Facts: Defendant built a pond or reservoir to supply water for their mill.
Defendant built the pond directly over vertical shafts once used for mining,
though it looked like solid earth. When they filled the pond with water, the
shafts gave way and the water flooded down, and ended up flooding plaintiff's mine
as well.

Issue: Whether there is liability when the defendant non-negligently, lawfully,


and unintentionally causes plaintiff losses when an entity on defendant's land
escapes. - Yes

Holding: Verdict for plaintiff. There is strict liability for entities you hold
on your property.

Reasoning: There is no negligence or intent here, so liability is based on


strict liability.
In the Exchequer Chamber, Judge Blackburn poses the argument that if you bring a
something onto your land that is harmless, but dangerous if it escapes, then you
are strictly liable if it escapes.

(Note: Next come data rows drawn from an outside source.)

PR #895, opened 2021-11-25
feat: Enforce OSCAL version and notify user

### LINKED ISSUE #581: OSCAL version should be checked at low level while file is read
Import will validate models in memory after loading, but models based on the wrong version of OSCAL won't load in the first place and will give a stream of pydantic validation errors like:

`WARNING:root:89 validation errors for Catalog
metadata -> responsible-parties
  value is not a valid list (type=type_error.list)
groups -> 0 -> controls -> 0 -> params -> 1 -> select -> how-many
  value is not a valid enumeration member; permitted: 'one', 'one-or-more' (type=type_error.enum; enum_values=[<HowMany.one: 'one'>, <HowMany.one_or_more: 'one-or-more'>])
groups -> 0 -> controls -> 3 -> controls -> 3 -> params -> 1 -> select -> how-many
  value is not a valid enumeration member; permitted: 'one', 'one-or-more' (type=type_error.enum; enum_values=[<HowMany.one: 'one'>, <HowMany.one_or_more: 'one-or-more'>])`

To prevent this from happening and to provide a user with a clear statement that the oscal version is not compatible, the OSCAL version should be checked early and while reading the file.

enikonovad:

## Types of changes

## Summary
Enforcing OSCAL files to have a OSCAL version `1.0.0`. When the wrong version is provided the error displayed to user will be:
```
trestle.core.commands.import_:82 WARNING: Error importing file: 4 validation errors for Catalog
metadata -> oscal-version -> __root__
  OSCAL version: 1.0.0-rc2 is not supported, use 1.0.0 instead. (type=value_error)
metadata -> responsible-parties
  value is not a valid list (type=type_error.list)
metadata -> a_wrong_field
  extra fields not permitted (type=value_error.extra)
metadata -> wrong_field_after
  extra fields not permitted (type=value_error.extra)

```

## Key links:

# Before you merge

- Check sonar

Closes #581


butler54:
I think that we probably should do a filter for when there is a version mis-match. If I try with a mis-matched catalog it will be a very large error messages.

My thoughts would be:
1. if we can idenify an version mismatch - state only that in the warning/error log and bury the full pydantic error in debug.
2. If we can't identify the version mismatch - we just log the error.

This would be 'fail safe', however, still a little brittle.

enikonovad:
Added a wrapper around `BaseModel` to print only `OSCAL version` error if present.

Now errors will look like this: 
if version is incorrect:
```
trestle.core.commands.import_:79 WARNING: Error importing file: OSCAL version: 1.0.0-rc2 is not supported, use 1.0.0 instead.
```

if version is correct, but body is not:
```
trestle.core.commands.import_:82 WARNING: Error importing file: 4 validation errors for Catalog
metadata -> responsible-parties
  value is not a valid list (type=type_error.list)
metadata -> a_wrong_field
  extra fields not permitted (type=value_error.extra)
metadata -> wrong_field_after
  extra fields not permitted (type=value_error.extra)
```

butler54 (changes requested):
The changes look good, however, collaborate with @fsuits to ensure that the changes to the OscalVersion class are injected via the scripts which optimise the classes.

Otherwise updates by nist will remove the code.

butler54 (approved):
LGTM with @fsuits changes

You bring the entity onto the land at your own
peril if it escapes. In the House of Lords, the court affirms, but with different
reasoning. The court talks about the difference between non-natural uses vs.
natural accumulations. In non-natural uses, a defendant is strictly liable to a
neighbor if the substance escapes. For natural accumulations, there is no
liability for escape. The House of Lords's rationale has a good policy
justification: internalizing external costs.